## What to work on
Copy out all lines of the listing below that hold "thislist".

# # # # #

PR #393, opened 2017-06-05
temporary xwsigma fix

rstaten:
This PR:
- Provides a temporary fix for the xwsigma failure. Further debugging will continue to fully solve this issue.


profxj:
I can't say that I understand this test well enough to comment
on it, but am fine merging anyhow.  So I am.

PR #394, opened 2017-06-08
Spectral regrouping by HEALPix pixel

tskisner:
This work is focused on grouping spectra by healpix pixel and performing that re-grouping on either a full production or on an incremental update from a few frames:

 - A new Spectra class can hold spectral data (wavelength, flux, ivar,
   mask, resolution, etc) for one or more arbitrary bands.  There are
   methods for returning a selection of spectra and for updating or
   appending new spectral data.  Each band may have different number
   of diagonals in the resolution matrix.

 - The pipeline is now designed to work with these spectra objects rather
   than bricks.

 - A new MPI-aware entry point (desispec.scripts.group_spectra) is added
   which distributes spectral group files among processes to perform the
   regrouping.  Each process reads (and optionally caches) the frames
   needed for its spectral groups.

 - Pipeline production creation now builds nightly chains of jobs which
   can run in parallel.

 - Redshift fitting will be broken until Redrock can be fully integrated
   and using the new spectral group files.

### DIFF
--- a/py/desispec/io/spectra.py
+++ b/py/desispec/io/spectra.py
@@ -1,0 +1,285 @@
+# Licensed under a 3-clause BSD style license - see LICENSE.rst
+# -*- coding: utf-8 -*-
+"""
+desispec.io.spectra
+=====================
+
+I/O routines for working with spectral grouping files.
+
+"""
+from __future__ import absolute_import, division, print_function
+
+import os
+import re
+import warnings
+
+import numpy as np
+import astropy.io.fits as fits
+from astropy.table import Table
+
+from desiutil.depend import add_dependencies
+from desiutil.io import encode_table
+
+from .util import fitsheader, native_endian
+
+from .frame import read_frame
+
+from ..spectra import (Spectra, spectra_columns, 
+    spectra_comments, spectra_dtype)
+
+
+def write_spectra(outfile, spec, units=None):
+    """
+    Write Spectra object to FITS file.
+
+    This places the metadata into the header of the (empty) primary HDU.
+    The first extension contains the fibermap, and then HDUs are created for
+    the different data arrays for each band.
+
+    Floating point data is converted to 32 bits before writing.
+
+    Args:
+        outfile (str): path to write
+        spec (Spectra): the object containing the data
+        units (str): optional string to use for the BUNIT key of the flux
+            HDUs for each band.
+
+    Returns:
+        The absolute path to the file that was written.
+
+    """
+
+    outfile = os.path.abspath(outfile)
+
+    # Create the parent directory, if necessary.
+    dir, base = os.path.split(outfile)
+    if not os.path.exists(dir):
+        os.makedirs(dir)
+        
+    # Create HDUs from the data
+    all_hdus = fits.HDUList()
+
+    # metadata goes in empty primary HDU
+    hdr = fitsheader(spec.meta)
+    add_dependencies(hdr)
+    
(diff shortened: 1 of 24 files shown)


sbailey:
Regarding failing Travis tests:

@weaver do you know why travis tests aren't finding healpy even though it is included in the PIP_DEPENDENCIES?

@tskisner have you tried putting healpy into CONDA_DEPENDENCIES or CONDA_ALL_DEPENCENCIES instead?

moustakas:
I'm not at my computer but check where I added the dependency in the
sky-and-QA branch of desitarget, which worked for me.

py/desispec/io/spectra.py
```diff
@@ -0,0 +1,285 @@
...
+    hdus = fits.open(infile, mode="readonly")
+    nhdu = len(hdus)
+
+    # load the metadata.  FITS will capitalize all our metadata
+    # which is annoying.  Here we lower it all.
+
+    meta = {}
+    for k, v in hdus[0].header.items():
+        if k != "EXTNAME":
+            meta[k.lower()] = v
```
sbailey: Elsewhere we leave these as upper case.  Let's just cast this to a dictionary via `meta = dict(hdus[0].header)` and leave them as is.  Or you could even leave it as a `astropy.io.fits.header.Header` object in which case either upper or lowercase keys will work.  Header object are much less efficient to access, but that only matters if we are looking up keywords many many times.

weaverba137:
@sbailey, it might help if you point out a specific test.

weaverba137:
PS, I was going to say, first of all, that healpy should be a conda package.

weaverba137:
* For the sphinx problem, you need to add healpy to `autodoc_mock_imports` in doc/conf.py (see line 136).
* For the test failures, there are additional failures that appear to be unrelated to healpy, so you'll need to fix those as well.

sbailey:
sphinx fixed and tests can see healpy now, but now we have our favorite astropy making random changes on us type of error:
```
ERROR: test_empty (desispec.test.test_spectra.TestSpectra)
  File "/home/travis/build/desihub/desispec/py/desispec/test/test_spectra.py", line 137, in test_empty
    path = write_spectra(self.filebuild, spec)
  File "/home/travis/build/desihub/desispec/py/desispec/io/spectra.py", line 120, in write_spectra
    all_hdus.writeto("{}.tmp".format(outfile), overwrite=True, checksum=True)
TypeError: writeto() got an unexpected keyword argument 'overwrite'
```
overwrite is astropy 1.3, clobber is astropy 1.2, we should support both until 1.4 is out. :(  Other codes have handled this with try/except blocks on the writing.

tskisner:
Hi folks, I don't believe healpy is available as a conda package, which is why I included it in pip dependencies.  I'll go add boilerplate for astropy.  Super annoying...

weaverba137:
@tskisner, just so you know, the tests that required healpy did pass when it was installed with conda, so I guess that means there's a package.

tskisner:
Your travis builds must have access to other conda channels then.  It is not in the default one:
```
$ which conda
/home/kisner/software/intel/idp/bin/conda
```
```
$ conda --version
conda 4.3.21
```
```
$ conda config --get channels
--add channels 'defaults'   # lowest priority
--add channels 'file:///home/kisner/software/intel/idp/conda-bld'   # highest priority
```
```
$ conda search healpy
Fetching package metadata ...........
$
```

A web search seems to show one version available on conda-forge though.

tskisner:
I'll merge this unless there are further changes you would like...

PR #395, opened 2017-06-08
Quicklook config

gdhungana:
Replaces #389 @rkehoe Please confirm if this addresses enough on the topics we discussed.


rkehoe:
@gdhungana  As we discussed, this is fine.   Will need to follow up with @afausti before recommending merge.

py/desispec/qa/qa_quicklook.py
```diff
@@ -120,7 +121,7 @@ def run_qa(self,image,paname=None,amps=False,qafile=None, qafig=None,qlf=False):
 
         if qafile is not None:
             f=open(qafile,"w")
-            yaml.dump(retval,f)
+            f.write(yaml.dump(yamlify(retval)))
```
profxj: I should think it would be better to have QA I/O handled
by desispec.io.qa

Consider it.

py/desispec/quicklook/qlconfig.py
```diff
@@ -123,17 +127,27 @@ def paargs(self,psfspfile=None):
...
+           
         if filetype in ["fframe","sframe"]: #- fiberflat fielded or sky subtracted intermediate files       
             pafile=os.path.join(self.specprod_dir,'exposures',self.night,"{:08d}".format(self.expid),"{}-{}-{:08d}.fits".format(filetype,self.camera,self.expid))
         else:
             pafile=findfile(filetype,night=self.night,expid=self.expid, camera=self.camera, rawdata_dir=self.rawdata_dir,specprod_dir=self.specprod_dir,outdir=self.outdir)
-            
+
         return pafile
 
     def dump_qa(self):
```
profxj: Same comment as above.  I should prefer I/O be handled
in desispec.io.qa

py/desispec/quicklook/qlconfig.py
```diff
@@ -172,32 +189,39 @@ def qaargs(self):
...
-                             PER_RESID=95.,   # Percentile for residual distribution
-                             BIN_SZ=0.1,) # Bin size for residual/sigma histogram
+        if self.algorithms is not None:
+            for PA in self.palist:
+                if qa in self.qalist[PA]:
+                    params[qa]=self.algorithms[PA]['QA'][qa]['PARAMS']
+
         else:
-            params[qa]= None
+            if qa == 'Count_Pixels':
```
profxj: Are these different from the offline?

Either way, I feel these should be written a file (e.g. desispec_params.yaml)
and read from disk.   Such parameter files can be archived and far more
easily modified than searching for and changing these parameters in this code.

py/desispec/quicklook/qlconfig.py
```diff
@@ -244,95 +268,143 @@ def io_qa(self,qaname):
...
+        outconfig['Camera'] = self.camera
+        outconfig['Expid'] = self.expid
+        outconfig['DumpIntermediates'] = self.dumpintermediates
+        outconfig['FiberMap']=self.fibermap
+        outconfig['FiberFlatFile'] = self.fiberflat
+        outconfig['PSFFile'] = self.psf
+        outconfig['Period'] = self.period
+
+        pipeline = []
+        for ii,PA in enumerate(self.palist):
```
profxj: I have to admit that I don't know what "PA" is.  But 
I probably should..

py/desispec/quicklook/qlconfig.py
```diff
@@ -244,95 +268,143 @@ def io_qa(self,qaname):
...
-            sys.exit(0)
+        
+        if self.thislist is not None:
+            pa_list=self.thislist
+        else: #- construct palist
+            if self.flavor == "arcs":
+                pa_list=['Initialize','Preproc','BoxcarExtract'] #- class names for respective PAs (see desispec.quicklook.procalgs)
+            elif self.flavor == "flat":
+                pa_list=['Initialize','Preproc','BoxcarExtract', 'ComputeFiberFlat_QL']
+            elif self.flavor in ['dark','elg','lrg','qso','bright','grey','gray','bgs','mws']:
```
profxj: Many of these flavors are now defunct.  
See PR #386.

py/desispec/qa/qa_quicklook.py
rkehoe: @profxj  Agreed.  We will use desi spec.io.qa.

py/desispec/quicklook/qlconfig.py
rkehoe: Same here also.  We had not wanted to add further instances flagrantly, but these are conventions based on those already existing and we've decided to stay with that.  We'll add relevant .fits and qa cases.

py/desispec/quicklook/qlconfig.py
rkehoe: The params for quicklook are controlled by an input configuration object, which in normal (production) usage is set by a configuration file.  As you say, such files are important for easy modification and archiving purposes, as well as just humans reading them.  We have had the params stuff partially in place since fall, but now have implemented more completely.  The configuration file example currently in this branch is called qlconfig_dark.yaml for dark time exposures.  We will be adding  configuration examples appropriate to bright time and calibration exposure pipelines soon.  While this particular branch is not complete yet, this configuration file example will be more informative than the version in prior versions.

py/desispec/quicklook/qlconfig.py
rkehoe: 'PA' is what we have always used to refer to pipeline algorithms.  In QuickLook, the QA algorithms are independent of pipeline algorithm step (code wise) and can be moved around.  It has been useful for us, and the pipeline is built Around a configurable list of PAs each with configurable list of QAs attached.  A modern example is in qlconfig_dark.yaml, but it has been there for a long time.  So we keep separate labels for PA and QA algorithms and steps

py/desispec/quicklook/qlconfig.py
rkehoe: @profxj  Yes, we realized this change was coming.  We need to keep track of the difference between dark, bright and grey exposures (and also arc, continuum lamp, etc) because each pipeline will be configured differently.  The science pipelines will all likely run the same algorithms, but it is likely the params will be different (eg. targets to focus on will certainly change), so we need a term to distinguish dark, bright and grey.  We will stop using 'flavor' for this and instead use 'obstype' for observation type unless the recent changes in #386 also provide a new term for this (this was not obvious to me).

afausti:
@rkehoe I have tested the **quicklook_config** branch with qlf and it is working fine.

rkehoe:
@afausti Thanks.  Looking it over before merging.

rkehoe:
This request includes substantial updates from @gdhungana and @rstaten.  It accomplishes several tasks associated with 1) migrating from the prototype QuickLook to a production version, 2) requirements to improve performance when integrated with QuickLook Framework, 3) further implementation of QA information particularly associated with discussions in Utah, and 4) other improvements including addressing comments from @profxj.  This update includes:

- Factoring QL configuration from dependencies on exposure ID, night and camera.  This includes removing all file names so no camera-specific information is given in the QL configuration.  These changes allow one QL configuration file to be used for all cameras and all exposures.  The intention is also to facilitate archiving of the file which should be tracked in association with the resulting QA outputs. 
- QuickLook configuration dramatically shortened by omission of all redundant information that can be determined at run time. These include paths and file names that now strictly adhere to the DESI data model.  They include the command line argument list given to each pipeline algorithm (PA) and QA, which are no longer specified in the standard configuration file.  QuickLook will still allow such defaults to be overridden in some cases to facililate needs during testing, but for now few overrides are implemented. 
- Remove other pipeline execution details such as names of classes and omission of the strict syntax used to set up the pipeline. This and above changes are meant to 1) facilitate archiving of the non-redundant configuration information needed for QL execution, and 2) make the configuration more substantially human readable (and therefore editable), which will be necessary during commissioning.
- use of standard DESI environment variables so no paths are in the QL configuration.
- Implementation of PARAMs for QAs into configuration file.   These are passed thru to QA outputs according to the offline/QL data model discussions in Fall.  Their inclusion in the configuration also satisfies the archiving role of the configuration file as it encapsulates all nonredundant information going into QA (and PA) execution.   Not all configured PARAMs are acted upon yet, but these will be implemented in near-term updates.
- Finish implementing merged QA output for a particular QL pipeline.  The data model of this merged output still needs to be documented in desidatamodel, but it conforms to the model offline/QL model discussed with @xprofxj in Fall.  There may be reason to revisit this data model based on recent comments from @afausti, but the current data model should be used for merged outputs until a new one is developed.
- rationalize intermediate frame file names (fframe, sframe) and implement these in desispec.io.qa.  Remove 'lastframe' and designate final QL output after sky subtraction as 'sframe'.
- Implement several switches to control the output of intermediate files: pix files, intermediate frame files except for 'sframe', sky model files and PA-level QA outputs can all be turned off independently now.  Implemented switch to disable static output plots which are not needed when run via QLF.
- Further implement run-time parameters and QA specifications into PARAMs blocks from QAs.  Implement further scalar metrics and final warning flags for when these metrics are outside of tolerances given in PARAMs.  These include results from discussions w/@kdawson in May.  
- Provide switch to turn off use of spectral resolution.  This permits a 6-8x reduction in the output frame file thru reduction in the dimensionality of the included resolution matrix.  Further updates will require a more intelligent storage of the resolution information to allow its use under QLF usage and testing.
- Implement PROGRAM and 'new' FLAVOR keywords in FITS headers
- Fix problems in numpy data format for QA outputs to 1) make them human readable, and 2) remove Inf entries.  The latter is accomplished for now by placing imaging magnitudes at 26.0 when they are absent in the fibermap file.  A more robust convention may be needed before commissioning.  There do not currently appear to be any other sources of Inf's beyond this omission in the fibermap.
- Initial fix to address problem in XWSigma QA where it was crashing when fitting lines in the z-arm.  These lines are omitted for now.  'This must be studied and XWSigma made more robust in fitting in future updates.

Further work is needed to consolidate these updates, but this version is expected to significantly improve ease of use of quicklook both in standalone and QLF mode.  Following @afausti  confirming QLF and QL work together in this version, I will merge now.

gdhungana:
@sbailey  I am just looking at this now. When this PR was merged, python 3.5 tests were terminated because they were not finished inside the specified time limit. The most recent PRs seem okay. Is this anything to worry about now?

PR #1212, opened 2021-03-26
add LASTNIGHT column to tile completeness table

sbailey:
This PR adds a LASTNIGHT column to the tile completeness table (e.g. daily/tiles.csv), containing the last YEARMMDD on which each tile was observed to simplify looking up `tiles/cumulative/TILEID/YEARMMDD/*-thruYEARMMDD.*`

@julienguy


julienguy (approved):
thanks (tested)

Issue #1162, opened 2021-03-01
add input provenance to stdstar files


sbailey:
stdstar files don't include header keywords for what input exposures contributed to the stdstar fit.  That information is contained in the logs, scripts, and the processing tables, but should also be in the stdstar headers themselves.

moustakas:
Would be great to store the derived scale factors in the headers, too.

segasai:
It would also be nice (given that the stdstars files are small) to also have ra,dec or some object identifiers in the tables as well. ATM it's not easy to scrape stdstars files and systematically analyze them. The only columns there currently are ('LOGG','TEFF','FEH','CHI2DOF','REDSHIFT','DATA_GAIA-BP-RP','MODEL_GAIA-BP-RP','BLUE_SNR','RED_SNR','NIR_SNR')

PR #1213, opened 2021-03-27
improve stdstar provenance

sbailey:
This PR improves standard star provenance by including 2 additional HDUs in the stdstars*.fits files:
  * FIBERMAP: fibermap entries for the standard stars used in the fit, not including the columns like DELTA_X/Y, FIBER_X/Y that apply to specific exposures rather than the input targets (see note below).
  * INPUT_FRAMES: a table with columns NIGHT, EXPID, CAMERA indicating which input frames were used for the joint standard star fit.

And example output file is in /global/cfs/cdirs/desi/users/sjbailey/dev/stdstars/stdstars-2-00081899.fits, to be compared with the original daily run in /global/cfs/cdirs/desi/spectro/redux/daily/exposures/20210324/00081899/stdstars-2-00081899.fits .  This was run with
```
cd /global/cfs/cdirs/desi/spectro/redux/daily/
desi_fit_stdstars --delta-color 0.1 \
  --frames exposures/20210324/00081899/frame-?2-00081899.fits exposures/20210324/00081900/frame-?2-00081900.fits \
  --skymodels exposures/20210324/00081899/sky-?2-00081899.fits exposures/20210324/00081900/sky-?2-00081900.fits \
  --fiberflats calibnight/20210324/fiberflatnight-?2-20210324.fits \
  --outfile /global/cfs/cdirs/desi/users/$USER/dev/stdstars/stdstars-2-00081899.fits
```

Notes:
* the "FIBERMAP" HDU is actually the same as the original input FIBERASSIGN columns, though it derives from the fibermap of an input frame minus the exposure-specific columns.  I'm ambivalent about whether this should be called "FIBERMAP" or "FIBERASSIGN", so if someone feels strongly either way feel free to comment.
* this update does not cache the per-exposure information like DELTA_X/Y which could potentially be useful for some debugging studies, but I'm not sure they are sufficiently useful to be worth yet another HDU in this file.  If anyone disagrees, please suggest exactly what table you would want.

@moustakas @segasai does this address what you would want?

@moustakas upon typing that, I realize this doesn't include "store the derived scale factors in the headers" you requested in #1162.  Are you referring to the overall r-band normalization, e.g. logged as 
```
INFO:stdstars.py:674:main: scaling R mag 6.539 to 18.905 using scale 1.130817831075739e-05
```
That seems reasonable to add to the METADATA HDU, but since that is a change to an existing HDU rather than the addition of new HDUs, I wanted to check that I'm adding the right value that you are requesting.

### DIFF
--- a/py/desispec/io/fluxcalibration.py
+++ b/py/desispec/io/fluxcalibration.py
@@ -18,7 +18,8 @@ from desiutil.io import encode_table
 from .util import fitsheader, native_endian, makepath
 from . import iotime
 
-def write_stdstar_models(norm_modelfile,normalizedFlux,wave,fibers,data,header=None):
+def write_stdstar_models(norm_modelfile, normalizedFlux, wave, fibers, data,
+        fibermap, input_exposures, header=None):
     """Writes the normalized flux for the best models.
 
     Args:
@@ -27,6 +28,8 @@ def write_stdstar_models(norm_modelfile,normalizedFlux,wave,fibers,data,header=N
         wave : 1D array of wavelengths[nwave] in Angstroms
         fibers : 1D array of fiberids for these spectra
         data : meta data table about which templates best fit
+        fibermap : fibermaps rows for the input standard stars
+        input_exposures : Table with NIGHT, EXPID, CAMERA of input frames used
     """
     log = get_logger()
     hdr = fitsheader(header)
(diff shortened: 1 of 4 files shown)


sbailey:
I see I broke the standard star tests due to the updated HDUs needed as input for `desispec.io.write_stdstar_models`.  I will fix that later; I'm pretty sure the problem is with the test, not desi_fit_stdstars itself (which I did test).

segasai:
I've looked at the file (not the patch), and it looks good to me

PR #1215, opened 2021-03-29
Add KNL hooks for current workflow

sbailey:
This PR adds hooks for desi_proc to use KNL nodes, with the configuration parameters for different systems kept in py/desispec/data/batch_config.yaml.  Default is to use cori-haswell, but `--system-name cori-knl` can override that.  I tested this with cori-haswell and cori-knl, with placeholders for dirac, perlmutter-cpu, and perlmutter-gpu, but I'm sure those will require additional updates to work for real.

desi_proc on an individual exposure end-to-end takes 17 minutes on 5 cori-haswell nodes, or 53 minutes on 3 cori-knl nodes.    Although that is much longer wallclock, at the current charge factors that is only 8% more expensive on KNL.

I'm opening this for review by @akremin, but noting a few items left to do:
  * test with individual prestdstar / joint stdstar / poststdstar steps
  * add --system-name option to desi_dailyproc and desi_dailyproc_manager
  * check stdstar rank allocation

Note: I also updated to allow 4 stdstar ranks per node (with additional parallelism fanout to multiprocessing) for better matching with the 3 KNL nodes.  The original 2 per node was driven by early CMX data with mostly standards star targets that was blowing memory and taking forever, but I think we throttle that now by taking the best N stars, but I want to check this on a tile with lots of stars.

### DIFF
--- a/bin/desi_proc
+++ b/bin/desi_proc
@@ -129,7 +129,8 @@ if args.batch:
         #    jobdesc = 'science'
     scriptfile = create_desi_proc_batch_script(night=args.night, exp=args.expid, cameras=args.cameras,\
                                                jobdesc=jobdesc, queue=args.queue, runtime=args.runtime,\
-                                               batch_opts=args.batch_opts, timingfile=args.timingfile)
+                                               batch_opts=args.batch_opts, timingfile=args.timingfile,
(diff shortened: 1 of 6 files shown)


sbailey:
superseded by #1220, closing.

# # # # #

## Output
+        if self.thislist is not None:
+            pa_list=self.thislist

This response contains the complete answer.